◆ Work order:
Work through the records below, line by line, and say how many lines include "proxyUrl", with nothing else.

◆ Records for this exercise:
PR #430, opened 2016-06-27
Update firmware.md

rcaudill:
Clarify location of Serial2 pins on non core devices


harrisonhjones:
This appears to only apply to the Photon. What about the Electron?

rcaudill:
You are correct, this only applies to Photon.

monkbroc:
Thanks. I resolved the conflict and merged the changes.

PR #438, opened 2016-07-11
Update modes.md

taylorsloan:
I'm on Win 7 and couldn't flash using dfu-util even though I had all the drivers installed. Even though my Electron is visible as a dfu device in my device manager, dfu-util will not detect it as a dfu device if it is connected via a usb3 port. I connected my electron via an old usb hub and it worked. Telling people about this prior will save them time.


monkbroc:
Hi @bropane, sorry you had trouble getting DFU util to connect to your Electron. dfu-util seems to work ok on most USB 3 ports, including on my Windows 7 64-bit computer. Could you please reword to say something like "try a USB 2 port if a USB 3 port doesn't work"?

PR #442, opened 2016-07-18
Fix typo in power shield documentation

AlexSneedMiller:
Fixed plural issue and made 'led' into 'LED' for consistency with the rest of the document


kennethlimcp:
@AlexSneedMiller thanks!

PR #451, opened 2016-08-08
wrong url

dirkk0:
You need to access github with 'git clone https://github.com/spark/particle-cli.git' otherwise you'll get an error.


kennethlimcp:
@dirkk0 thanks! I will fix it since the `:` needs to be replaced to `/` as well

PR #454, opened 2016-08-09
blinking orange fix

mohitbhoite:
Suggest a fix when the device exhibits blinking orange state - indicating bad server keys.


technobly:
I have some ideas about this as well... We need to fix up the LED signaling around all of these errors to make the specific issue easier to diagnose. While the server key is typically a problem, I've seen a red blip more associated with it. Not to say orange blinking is not possible as well.

Issue #474, opened 2016-09-29
firmware-upgrades.md doesn't work for Electrons


harrisonhjones:
docs/src/content/support/troubleshooting/firmware-upgrades.md doesn't really work for Electrons. Need to copy over and update the relevant Photon instructions.

alan707:
this issue should be closed with PR #477

PR #477, opened 2016-10-05
added firmware update case for Electron

alan707:
fixes issue #474


monkbroc:
Thanks for your contribution!

alan707:
No problem, @monkbroc happy to keep the wheels turning!

PR #478, opened 2016-10-06
Add B0-B5, C0-C5 to GPIO list in note for electron

mfogel:
There's an offhand list of GPIO's in two notes in the firmware docs for the Input/Output functions. These lists of GPIO's are currently photon-specific. This PR adds the additional electron GPIO's to the lists, if the `electron` flag is set.


monkbroc:
Thanks for add this!

PR #479, opened 2016-10-11
New section Firmware Releases

technobly:
Adds these sections to Firmware Reference in Docs:
- Firmware Releases
  - Firmware Release Process
  - Github Release Notes
  - Programming and Debugging Notes

Github Release pages will now link to the Programming and Debugging Notes section with a dynamic URL such as https://docs.particle.io/reference/firmware/photon/?fw_ver=0.5.3&cli_ver=1.17.0&electron_parts=2#programming-and-debugging-notes instead of statically created for each firmware release.


templates/partials/scripts.hbs
```diff
@@ -28,9 +28,9 @@
 <script src='/assets/js/docs.js'></script>
 <script src='/assets/js/ga.js'></script>
 <script src='/assets/js/device-animation.js'></script>
+<script src='/assets/js/firmwareversions.js'></script>
```
jme783: Would it be possible to load this script on only the pages you need instead of on every one? Sometimes weird JS things happen when some jQuery expects content that isn't there

jme783 (approved):
Overall, looks like this will do the trick! Using jQuery in this way makes me a tad bit nervous from a maintainability and rigidity standpoint, but this seems to be a short-term solution to unblock the firmware team.

In the long term, I am very excited about coming up with a flexible and straightforward way to add versioning to our documentation.

monkbroc:
Let's not hold up the release but I did mention to @stefan-moraru that it should be possible to use a Handlebar block helper like this instead of using markers that will be removed by jQuery. We just haven't gotten around to pairing on this...

```
{{#section "release-notes-0.5.3}}
# Notes
More markdown
{{/section}}
```

templates/partials/scripts.hbs
technobly: Stefan and I got that worked out @jme783 so now the script will only load on reference pages and only run on the firmware.md page.

stefan-moraru (approved):
Looks good

technobly:
Most of the latest firmware releases and prereleases now link back to this new Docs feature: https://github.com/spark/firmware/releases

Issue #19, opened 2015-05-04
Open Datasheet Errata


technobly:
> Datasheet errata will be added to this issue when found.  Datasheets will be updated with the listed version after items are checked off.  Some errata may persist between revisions, and they will be moved up to the next proposed revision.
# E Series Datasheet (v002) - Not Released Yet
- [ ] Mention the use of optional SPI FLASH and the associated GPIO dependencies.
- [ ] Clarify on the use of the GND pads on the bottom
- [ ] Mention operation in below 0C temperatures for LiPo batteries

# Photon Datasheet (v016)
- [x] Updated External Coexistence Interface section (currently unsupported)

# P1 Datasheet (v010)
- [x] Change "Paid tiers of Particle Cloud start when you create a product with more than 25 devices" to say "Particle provides free access to the Particle Cloud for prototyping and paid tiers for production".
- [x] Updated External Coexistence Interface section (currently unsupported)

# P1 Datasheet (v009)
- [x] Added part number for 1MB external SPI flash (MX25L8006E)

# P1 Datasheet (v008)
- [x] EEPROM emulation bank 2 (64 KB) - remove only 16k used
- [x] Replace STM32 pin names with Particle/Wiring API names to keep everything intuitive and high level.  Leave STM32 pin numbers for deep dives. #545
- [x] Make Image of P1 Block Diagram Snazzy
- [x] CAN bus pins should be noted as 3.3V tolerant (technically they are 5V tolerant on the RX but since you wouldn't operate them with a 5V transceiver it's proper to classify them as 3.3V)
- [x] Fix and clarify pin descriptions https://github.com/spark/docs/pull/399 (make sure to review P1 and Photon datasheets as well)
- [x] Add note to clarify why MICRO_SPI1_SS is not hooked up to DAC/A6 (PA4) https://github.com/spark/docs/issues/469
- [x] update DCT Layout https://docs.particle.io/datasheets/p1-datasheet/#dct-layout notably adding radio_flags, and any other new sections.
- [x] JTAG pin P1 module number is wrong.  "D4	JTAG_TDO PB3 54 MICRO_JTAG_TDO Floating" should be "D4 JTAG_TDO PB3 52 MICRO_JTAG_TDO Floating"  (54 -> 52)
- [x] Add warning about powering the Photon from long wires on USB and VIN, and give advice on what components can be added externally to mitigate this.  From Richtek datasheet:

[...]

PR #482, opened 2016-10-27
Minor typo fix, though one that drove me crazy

eely22:


monkbroc:
Thanks for bringing this up.

@technobly Could you confirm that this is the correct part number for the Electron and if so please add it to the datasheet errata? https://github.com/spark/docs/issues/19

technobly:
That is correct, I'll get this fixed up.  Thanks @eely22 !

technobly:
https://github.com/spark/docs/pull/483 merged, give it a few minutes and it will be live.

PR #1135, opened 2020-12-10
Add config proxyUrl example

yrtimiD:
Add proxyUrl setting example to the `particle config` command usage


yrtimiD:
Guys, do you accept PR's?

PR #1140, opened 2021-01-26
Fixes to CLI ref

ajsirota:
- Better explain `nyan`
    - Change examples from `particle cloud nyan` to just `particle nyan`
- Fix grammar in `token create`


rickkas7 (approved):

rickkas7:
Thank you!

PR #1169, opened 2021-04-23
Minor changes in the  RX part of the cellular.

hannanmustajab:
In the documentation for getDataUsage, I think it should be sent and received instead of both being sent.


rickkas7:
Thank you!

PR #1175, opened 2021-04-28
Fix 'enhanced_loc' -> 'loc-enhanced', other style improvements

scottbez1:
From testing, it appears the enhanced location event is actually `loc-enhanced` not `enhanced_loc` as documented here. Fixed that and improved style of other event keys to format as code. Also fixed `loc.bat` which I believe should actually be `loc.batt` based on tracker-edge v13.


rickkas7:
Thank you!

PR #1176, opened 2021-04-28
Fix "loc.src" -> "src" in enhanced location docs

scottbez1:
From testing, it appears that the `src` field is added at the top level, not nested within the `loc` object


rickkas7:
I haven't merged this because there is a possibility that the docs are right and the implementation is wrong.

PR #1200, opened 2021-06-30
Fix broken Icomoon font link

monkbroc:
Fixes a 404 not found error on the docs trying to load the Icomoon font. This is an icon font used in the Console. The S3 link is no longer available and it must be loaded from Cloudfront.

Steps to test:
- Check that https://docs.particle.io/tutorials/product-tools/device-groups/#creating-device-groups shows the group icon in the parentheses.
image


rickkas7 (approved):
Thank you!

PR #1216, opened 2021-09-14
Added missing ; in getSoC example

trylaarsdam:
Added the missing semicolon to the getSoC prototype in the example:

original:
```cpp
float getSoC() 
```
modified:
```cpp
float getSoC();
```


rickkas7:
Thank you!

PR #1219, opened 2021-09-16
remove redundant include

rcaudill:


rickkas7:
I see where it's confusing, but it's not actually redundant. The examples list the include header that's required to use the class, followed by a full example, which includes everything you need to compile the sample. It would be less confusing as two separate text boxes, but in the three column layout that's not really possible, unfortunately.

PR #1237, opened 2022-01-21
Document particle serial wifi --file

monkbroc:
The automation for `particle serial wifi --file credentials.json` wasn't documented so I added it.


rickkas7 (approved):
Thank you!

PR #1265, opened 2022-05-18
Remove Desktop IDE (Dev) Page

monkbroc:
Story details: https://app.shortcut.com/particle/story/43423

At this point, we ought to just remove the Particle Dev page from the docs and redirect to Workbench.

Steps to validate:
- https://docs.particle.io/reference/discontinued/software/dev/ redirects to https://docs.particle.io/getting-started/developer-tools/workbench/


rickkas7 (approved):
Makes sense - thank you!

PR #1266, opened 2022-05-18
Improve contrast on api docs page

monkbroc:
The request/response sections and types in the API docs were hard to read in pale gray so I made them darker.

Before:
image

After:
image


rickkas7 (approved):
Thank you!

PR #1294, opened 2022-08-30
add Device OS 4.0.0 (LTS)

avtolstoy:
@rickkas7 I haven't found scripts that help make zips/json for device restore. I'll leave this as-is for now, but might be a good idea to add a readme on that, so that we can create that as part of the release without having to bug you :smile_cat:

◆ Task result:
2